Jobs for new graduates who majored in biology were slim back then, so he went for his master’s degree. Jobs for master’s degree graduates who majored in biology were still slim, so he went for his Ph.D.
He outlasted the job downturn, and landed at Johns Hopkins University, where he researched biochemical genetics. But he found research routine. Soon, he discovered a love of teaching through courses he taught at the evening school of Johns Hopkins and at a community college in Baltimore. Wanting to teach full time, he left Johns Hopkins for St. Joseph’s College in West Hartford. But he and the Sisters of Mercy differed in their philosophies, and he left for UNH in 1979.

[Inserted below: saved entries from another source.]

Issue #498, opened 2020-09-29
HDF5 errors (non-fatal) on non-string data


reuster986:
@hokiegeek2 after you fixed the strings issue with not closing the HDF5 file, now I'm getting a ton of HDF5 errors to stderr when I read in an int64 or float64 dataset from HDF5. Errors look like:

```
HDF5-DIAG: Error detected in HDF5 (1.10.2) thread ...:
  #000: H5G.c line 472 in H5Gopen2(): unable to open group
    major: Symbol table
    minor: Inappropriate type
  #001: H5Gint.c line 294 in H5G__open_name(): not a group
    major: Symbol table
    minor: Inappropriate type
```

There must be a way in HDF5 to tell whether an object is a group or a dataset before trying to open it, right? I'm concerned these errors will leave open files and cause that same "too many files" error with numeric data instead of strings.

hokiegeek2:
@reuster986 whoa, on it now.

hokiegeek2:
@reuster986 Okay, I've fixed the issue of throwing the error that was resulting in the error you posted:

![image](https://user-images.githubusercontent.com/10785153/94679061-7a762580-02ed-11eb-9105-4d6ae79517fc.png)

It's still throwing an error that I am now catching withtin the isDatasetWithinGroup function, so I am working out the syntax to get the object info so I can differentiate between group and dataset and therefore precent the SystemError being thrown.

hokiegeek2:
Added exists check to see if the strings  <dsetName>/values object exists in the hdf5 file within a method called isStringsDataset. If true, then /values and /segments datasets are processed. If false, then just dsetName is processed.

Also added logic to quiet the HDF5 error message which is printed when the exists check is executed. Consequently, Arkouda prints/handles an HDF5-related error message only when an actual error is thrown. 

![image](https://user-images.githubusercontent.com/10785153/94804848-7e6f7980-03b9-11eb-9893-2bbcd83df71e.png)

The following snapshots show the logic is working correctly and that no actual errors are thrown:

![image](https://user-images.githubusercontent.com/10785153/94804752-5bdd6080-03b9-11eb-8360-f48bd44b9b19.png)

hokiegeek2:
Developed and tested fix, documented here, PR merged, issue resolved.

PR #501, opened 2020-09-30
Initial fix with added error handling to prevent open file descriptor…

hokiegeek2:
… buildup #498

this is the initial version to fix immediate issue, will follow-up with version that checks for dataset vs group to prevent the HDF5 error.


reuster986 (approved):
looks good, thanks!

But his glee upon arriving at the University was tempered by the difficult reality of introductory biology labs every afternoon.
“Luckily for me, the people who were running the department saw some potential and allowed me to teach upper-level courses,” he says, “so I was teaching a lot of biology majors at the time, and I loved that.”
Past department chair and past chairman of the Faculty Senate, he has watched as the University has changed in myriad ways.
“I really like it here, and have liked it here for a long time,” he says. “I’ve seen the University grow and become much better academically. The students I have now are the best students I’ve taught anywhere. And I am spending more and more time at it, and enjoying it more than ever.”